→ EXERCISE REQUIREMENTS: The entries are to be output once more, word for word.

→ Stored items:

------------------------------------------------

PR #1062, opened 2021-04-22
Avoiding null pointer dereference

binho1991:
This pull request aims to fix null pointer dereference.

[Null pointer dereference](https://cwe.mitre.org/data/definitions/476.html)

### DIFF
--- a/src/core/sock.c
+++ b/src/core/sock.c
@@ -503,6 +503,9 @@ int nn_sock_add_ep (struct nn_sock *self, const struct nn_transport *transport,
 
     /*  Instantiate the endpoint. */
     ep = nn_alloc (sizeof (struct nn_ep), "endpoint");
+    if (!ep){
+        return -ENOMEM;
+    }
     rc = nn_ep_init (ep, NN_SOCK_SRC_EP, self, self->eid, transport,
         bind, addr);
     if (nn_slow (rc < 0)) {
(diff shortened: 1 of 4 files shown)


src/transports/tcp/btcp.c
```diff
@@ -113,6 +113,7 @@ int nn_btcp_create (struct nn_ep *ep)
 
     /*  Allocate the new endpoint object. */
     self = nn_alloc (sizeof (struct nn_btcp), "btcp");
+    alloc_assert (self);
```
gdamore, line 116: You should remove the one below two lines down.

binho1991: Hi @gdamore! Thanks for the feedback. I removed the assert.

src/core/sock.c
```diff
@@ -503,6 +503,9 @@ int nn_sock_add_ep (struct nn_sock *self, const struct nn_transport *transport,
 
     /*  Instantiate the endpoint. */
     ep = nn_alloc (sizeof (struct nn_ep), "endpoint");
+    if (!ep){
```
gdamore, line 506: nit: the style here does not match.  (whitespace between ) and {

binho1991: thanks @gdamore! I added whitespace!

tests/ipc.c
```diff
@@ -81,6 +81,10 @@ int main ()
     /*  Send something large enough to trigger overlapped I/O on Windows. */
     size = 10000;
     buf = malloc (size);
+    if (!buf){
```
gdamore, line 84: I'd normally *not* do this for a test case, since the panic will be sufficient to debug, and this isn't part of the library core.  But I'll leave it alone for now.

PR #1064, opened 2021-06-11
Increase time for some tests

scardracs:
These tests fails due to timeout errors on CPUs like HPPA. Tested on Gentoo Linux.


DerDakon:
This is enough for ws_async_shutdown. I managed to get the tests pass on my HP C8000 (one of the fastest HP machines) with these results:

```
1/2 Test #2: inproc_shutdown ..................   Passed   55.39 sec
2/2 Test #4: ipc_shutdown .....................   Passed   62.18 sec
```

gdamore:
it seems strange that any of the tests would need over a minute to run.

scardracs:
That's because HPPA machines are really slow

PR #1069, opened 2021-11-13
skip rpath during compilation and build

tongyishu:
skip rpath during compilation and build


gdamore:
What's the motivation for this change.  libnanomsg is kind of in sustaining mode, and I'm concerned about changes which would only work with "modern" CMake -- ostensibly if folks can use more modern versions of cmake they might also be using NNG instead of libnanomsg.

gdamore:
Looking at this, I'm disinclined to approve it. 

If you still want this, please provide an explanation of the problem you're trying to solve -- my instinct is that this would make things worse for more than it would make things better for.

PR #1123, opened 2025-07-09
cmake: Set minimum required version to 3.5 for CMake 4+ compatibility

alperak:
Fix:

| CMake Error at CMakeLists.txt:27 (cmake_minimum_required):
|   Compatibility with CMake < 3.5 has been removed from CMake.
|
|   Update the VERSION argument <min> value.  Or, use the <min>...<max> syntax
|   to tell CMake that the project requires at least <min> but has been updated
|   to work with policies introduced by <max> or earlier.
|
|   Or, add -DCMAKE_POLICY_VERSION_MINIMUM=3.5 to try configuring anyway.
|
|
| -- Configuring incomplete, errors occurred!

### DIFF
--- a/CMakeLists.txt
+++ b/CMakeLists.txt
@@ -24,7 +24,7 @@
 #   IN THE SOFTWARE.
 #
 
-cmake_minimum_required (VERSION 2.8.12)
+cmake_minimum_required (VERSION 3.5)
 
 project (nanomsg C)
 include (CheckFunctionExists)
--- a/demo/CMakeLists.txt
+++ b/demo/CMakeLists.txt
@@ -6,7 +6,7 @@
 #
 # Thanks for the idea goes to @maddouri.
 #
-cmake_minimum_required (VERSION 2.8.7)
+cmake_minimum_required (VERSION 3.5)
 
 project(nanomsg-demo)
 


gdamore (commented):
I'm not sure about this.

While I have no qualms about using a newer CMake (CMake 3.5 is itself quite old), the concern here is that this is a legacy package that people may be using with environments where upgrading CMake is hard.

If you want a modern replacement, please have a look at NNG.

gdamore:
Actually we could do this we just add a ... Max.... I need to see if CMake 2.8 supports that syntax.

gdamore:
More details here: https://cmake.org/cmake/help/v4.0/command/cmake_minimum_required.html

We would need to verify that we can indeed operate with newer cmake.

CMakeLists.txt
```diff
@@ -24,7 +24,7 @@
 #   IN THE SOFTWARE.
 #
 
-cmake_minimum_required (VERSION 2.8.12)
+cmake_minimum_required (VERSION 3.5)
```
gdamore, line 27: This will break anyone still building on older platforms where CMake is < 3.5.

There is a new range syntax that is apparently supported ... cmake_minimum_required(VERSION 2.8.12 .. 3.5) or something.

Please do the research to make sure we don't break 2.8.12 compatibility as this is a legacy project which some people may still be using on older projects.

gdamore (changes requested):

gdamore:
I fixed this myself, in my own PR, as I ran into it myself.  Lol.

PR #2149, opened 2024-05-15
Delete sentences only if we're updating the vectors -- not always

lferran:
### Description

### How was this PR tested?


lferran:
[sc-10167]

------------------------------------------------

→ THE COMPLETED TASK:
PR #1062, opened 2021-04-22
Avoiding null pointer dereference

binho1991:
This pull request aims to fix null pointer dereference.

[Null pointer dereference](https://cwe.mitre.org/data/definitions/476.html)

### DIFF
--- a/src/core/sock.c
+++ b/src/core/sock.c
@@ -503,6 +503,9 @@ int nn_sock_add_ep (struct nn_sock *self, const struct nn_transport *transport,
 
     /*  Instantiate the endpoint. */
     ep = nn_alloc (sizeof (struct nn_ep), "endpoint");
+    if (!ep){
+        return -ENOMEM;
+    }
     rc = nn_ep_init (ep, NN_SOCK_SRC_EP, self, self->eid, transport,
         bind, addr);
     if (nn_slow (rc < 0)) {
(diff shortened: 1 of 4 files shown)


src/transports/tcp/btcp.c
```diff
@@ -113,6 +113,7 @@ int nn_btcp_create (struct nn_ep *ep)
 
     /*  Allocate the new endpoint object. */
     self = nn_alloc (sizeof (struct nn_btcp), "btcp");
+    alloc_assert (self);
```
gdamore, line 116: You should remove the one below two lines down.

binho1991: Hi @gdamore! Thanks for the feedback. I removed the assert.

src/core/sock.c
```diff
@@ -503,6 +503,9 @@ int nn_sock_add_ep (struct nn_sock *self, const struct nn_transport *transport,
 
     /*  Instantiate the endpoint. */
     ep = nn_alloc (sizeof (struct nn_ep), "endpoint");
+    if (!ep){
```
gdamore, line 506: nit: the style here does not match.  (whitespace between ) and {

binho1991: thanks @gdamore! I added whitespace!

tests/ipc.c
```diff
@@ -81,6 +81,10 @@ int main ()
     /*  Send something large enough to trigger overlapped I/O on Windows. */
     size = 10000;
     buf = malloc (size);
+    if (!buf){
```
gdamore, line 84: I'd normally *not* do this for a test case, since the panic will be sufficient to debug, and this isn't part of the library core.  But I'll leave it alone for now.

PR #1064, opened 2021-06-11
Increase time for some tests

scardracs:
These tests fails due to timeout errors on CPUs like HPPA. Tested on Gentoo Linux.


DerDakon:
This is enough for ws_async_shutdown. I managed to get the tests pass on my HP C8000 (one of the fastest HP machines) with these results:

```
1/2 Test #2: inproc_shutdown ..................   Passed   55.39 sec
2/2 Test #4: ipc_shutdown .....................   Passed   62.18 sec
```

gdamore:
it seems strange that any of the tests would need over a minute to run.

scardracs:
That's because HPPA machines are really slow

PR #1069, opened 2021-11-13
skip rpath during compilation and build

tongyishu:
skip rpath during compilation and build


gdamore:
What's the motivation for this change.  libnanomsg is kind of in sustaining mode, and I'm concerned about changes which would only work with "modern" CMake -- ostensibly if folks can use more modern versions of cmake they might also be using NNG instead of libnanomsg.

gdamore:
Looking at this, I'm disinclined to approve it. 

If you still want this, please provide an explanation of the problem you're trying to solve -- my instinct is that this would make things worse for more than it would make things better for.

PR #1123, opened 2025-07-09
cmake: Set minimum required version to 3.5 for CMake 4+ compatibility

alperak:
Fix:

| CMake Error at CMakeLists.txt:27 (cmake_minimum_required):
|   Compatibility with CMake < 3.5 has been removed from CMake.
|
|   Update the VERSION argument <min> value.  Or, use the <min>...<max> syntax
|   to tell CMake that the project requires at least <min> but has been updated
|   to work with policies introduced by <max> or earlier.
|
|   Or, add -DCMAKE_POLICY_VERSION_MINIMUM=3.5 to try configuring anyway.
|
|
| -- Configuring incomplete, errors occurred!

### DIFF
--- a/CMakeLists.txt
+++ b/CMakeLists.txt
@@ -24,7 +24,7 @@
 #   IN THE SOFTWARE.
 #
 
-cmake_minimum_required (VERSION 2.8.12)
+cmake_minimum_required (VERSION 3.5)
 
 project (nanomsg C)
 include (CheckFunctionExists)
--- a/demo/CMakeLists.txt
+++ b/demo/CMakeLists.txt
@@ -6,7 +6,7 @@
 #
 # Thanks for the idea goes to @maddouri.
 #
-cmake_minimum_required (VERSION 2.8.7)
+cmake_minimum_required (VERSION 3.5)
 
 project(nanomsg-demo)
 


gdamore (commented):
I'm not sure about this.

While I have no qualms about using a newer CMake (CMake 3.5 is itself quite old), the concern here is that this is a legacy package that people may be using with environments where upgrading CMake is hard.

If you want a modern replacement, please have a look at NNG.

gdamore:
Actually we could do this we just add a ... Max.... I need to see if CMake 2.8 supports that syntax.

gdamore:
More details here: https://cmake.org/cmake/help/v4.0/command/cmake_minimum_required.html

We would need to verify that we can indeed operate with newer cmake.

CMakeLists.txt
```diff
@@ -24,7 +24,7 @@
 #   IN THE SOFTWARE.
 #
 
-cmake_minimum_required (VERSION 2.8.12)
+cmake_minimum_required (VERSION 3.5)
```
gdamore, line 27: This will break anyone still building on older platforms where CMake is < 3.5.

There is a new range syntax that is apparently supported ... cmake_minimum_required(VERSION 2.8.12 .. 3.5) or something.

Please do the research to make sure we don't break 2.8.12 compatibility as this is a legacy project which some people may still be using on older projects.

gdamore (changes requested):

gdamore:
I fixed this myself, in my own PR, as I ran into it myself.  Lol.

PR #2149, opened 2024-05-15
Delete sentences only if we're updating the vectors -- not always

lferran:
### Description

### How was this PR tested?


lferran:
[sc-10167]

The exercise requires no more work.